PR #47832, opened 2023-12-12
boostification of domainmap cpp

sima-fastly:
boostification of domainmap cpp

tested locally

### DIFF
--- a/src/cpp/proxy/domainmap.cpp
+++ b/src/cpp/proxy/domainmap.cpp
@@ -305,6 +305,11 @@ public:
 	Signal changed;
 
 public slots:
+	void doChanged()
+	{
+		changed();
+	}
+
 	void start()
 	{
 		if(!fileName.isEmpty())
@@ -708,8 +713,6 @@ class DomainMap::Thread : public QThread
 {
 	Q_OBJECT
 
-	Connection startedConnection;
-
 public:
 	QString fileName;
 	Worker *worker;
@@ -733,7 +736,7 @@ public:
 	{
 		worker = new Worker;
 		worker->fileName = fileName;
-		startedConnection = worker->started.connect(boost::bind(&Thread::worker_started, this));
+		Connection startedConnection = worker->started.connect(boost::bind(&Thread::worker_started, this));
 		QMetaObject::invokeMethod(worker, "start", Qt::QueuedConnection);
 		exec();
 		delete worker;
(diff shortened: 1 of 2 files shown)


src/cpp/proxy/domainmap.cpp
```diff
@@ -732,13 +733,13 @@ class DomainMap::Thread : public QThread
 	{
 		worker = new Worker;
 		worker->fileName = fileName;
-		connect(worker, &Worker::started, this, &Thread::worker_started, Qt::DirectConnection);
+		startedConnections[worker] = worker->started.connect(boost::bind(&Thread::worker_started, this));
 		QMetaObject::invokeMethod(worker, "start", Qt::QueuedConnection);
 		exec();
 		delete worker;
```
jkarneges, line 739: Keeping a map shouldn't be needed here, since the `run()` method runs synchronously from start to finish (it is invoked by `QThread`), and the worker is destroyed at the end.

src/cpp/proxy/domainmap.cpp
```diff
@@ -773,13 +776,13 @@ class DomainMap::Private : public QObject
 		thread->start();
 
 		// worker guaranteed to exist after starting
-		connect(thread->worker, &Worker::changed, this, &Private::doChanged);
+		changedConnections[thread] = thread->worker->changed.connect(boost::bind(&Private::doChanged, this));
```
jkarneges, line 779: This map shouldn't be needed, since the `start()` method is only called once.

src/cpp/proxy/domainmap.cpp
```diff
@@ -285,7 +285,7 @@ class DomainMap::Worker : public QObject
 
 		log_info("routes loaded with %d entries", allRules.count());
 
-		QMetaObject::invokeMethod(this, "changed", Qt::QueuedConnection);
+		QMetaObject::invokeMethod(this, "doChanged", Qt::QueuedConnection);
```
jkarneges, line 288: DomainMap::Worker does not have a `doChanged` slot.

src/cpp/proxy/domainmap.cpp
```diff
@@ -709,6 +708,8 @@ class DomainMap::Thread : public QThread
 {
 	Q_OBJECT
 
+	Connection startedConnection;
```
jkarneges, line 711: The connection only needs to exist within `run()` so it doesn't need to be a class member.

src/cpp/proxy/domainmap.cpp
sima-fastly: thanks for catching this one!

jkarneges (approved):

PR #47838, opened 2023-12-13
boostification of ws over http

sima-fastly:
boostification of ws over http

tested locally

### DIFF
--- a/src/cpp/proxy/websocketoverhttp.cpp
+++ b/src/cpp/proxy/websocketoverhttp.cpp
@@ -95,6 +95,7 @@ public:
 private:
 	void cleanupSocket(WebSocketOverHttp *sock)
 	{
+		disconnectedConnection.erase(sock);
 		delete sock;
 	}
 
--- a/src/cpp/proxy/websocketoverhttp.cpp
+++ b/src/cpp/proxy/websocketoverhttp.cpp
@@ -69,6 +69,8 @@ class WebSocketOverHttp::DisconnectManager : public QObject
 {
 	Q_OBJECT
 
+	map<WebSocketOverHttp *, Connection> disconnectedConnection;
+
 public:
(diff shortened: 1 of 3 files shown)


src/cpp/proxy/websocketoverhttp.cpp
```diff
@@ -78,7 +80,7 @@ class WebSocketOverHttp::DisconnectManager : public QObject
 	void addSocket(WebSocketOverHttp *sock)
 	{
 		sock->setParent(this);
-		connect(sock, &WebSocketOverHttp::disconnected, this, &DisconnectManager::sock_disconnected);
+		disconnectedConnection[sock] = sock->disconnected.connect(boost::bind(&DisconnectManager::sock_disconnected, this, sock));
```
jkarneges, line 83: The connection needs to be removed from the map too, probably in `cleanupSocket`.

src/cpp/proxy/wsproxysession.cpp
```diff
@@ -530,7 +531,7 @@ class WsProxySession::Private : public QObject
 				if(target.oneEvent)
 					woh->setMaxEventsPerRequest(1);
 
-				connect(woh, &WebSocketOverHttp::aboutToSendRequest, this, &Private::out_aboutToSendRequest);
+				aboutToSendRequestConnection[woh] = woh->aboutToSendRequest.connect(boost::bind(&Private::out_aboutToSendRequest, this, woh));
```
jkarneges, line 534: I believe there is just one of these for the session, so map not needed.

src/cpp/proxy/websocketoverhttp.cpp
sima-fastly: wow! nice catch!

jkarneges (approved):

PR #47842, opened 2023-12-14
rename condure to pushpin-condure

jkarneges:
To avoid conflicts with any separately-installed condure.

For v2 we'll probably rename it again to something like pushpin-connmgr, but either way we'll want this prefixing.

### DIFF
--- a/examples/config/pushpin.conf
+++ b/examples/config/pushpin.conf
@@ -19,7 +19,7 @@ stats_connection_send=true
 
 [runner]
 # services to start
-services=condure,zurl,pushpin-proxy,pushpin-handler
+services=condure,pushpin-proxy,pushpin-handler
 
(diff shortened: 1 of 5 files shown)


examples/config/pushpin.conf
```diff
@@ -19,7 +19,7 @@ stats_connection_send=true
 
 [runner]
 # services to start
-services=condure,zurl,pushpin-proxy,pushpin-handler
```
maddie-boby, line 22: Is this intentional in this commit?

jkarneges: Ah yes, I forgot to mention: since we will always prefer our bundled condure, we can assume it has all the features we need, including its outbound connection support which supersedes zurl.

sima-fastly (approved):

○ ○ ○ ○

→ TASK DIRECTIONS: Nothing except a number is needed: how many lines of the entries contain the word "pushpin"?

→ ANSWER TO THIS TASK: 8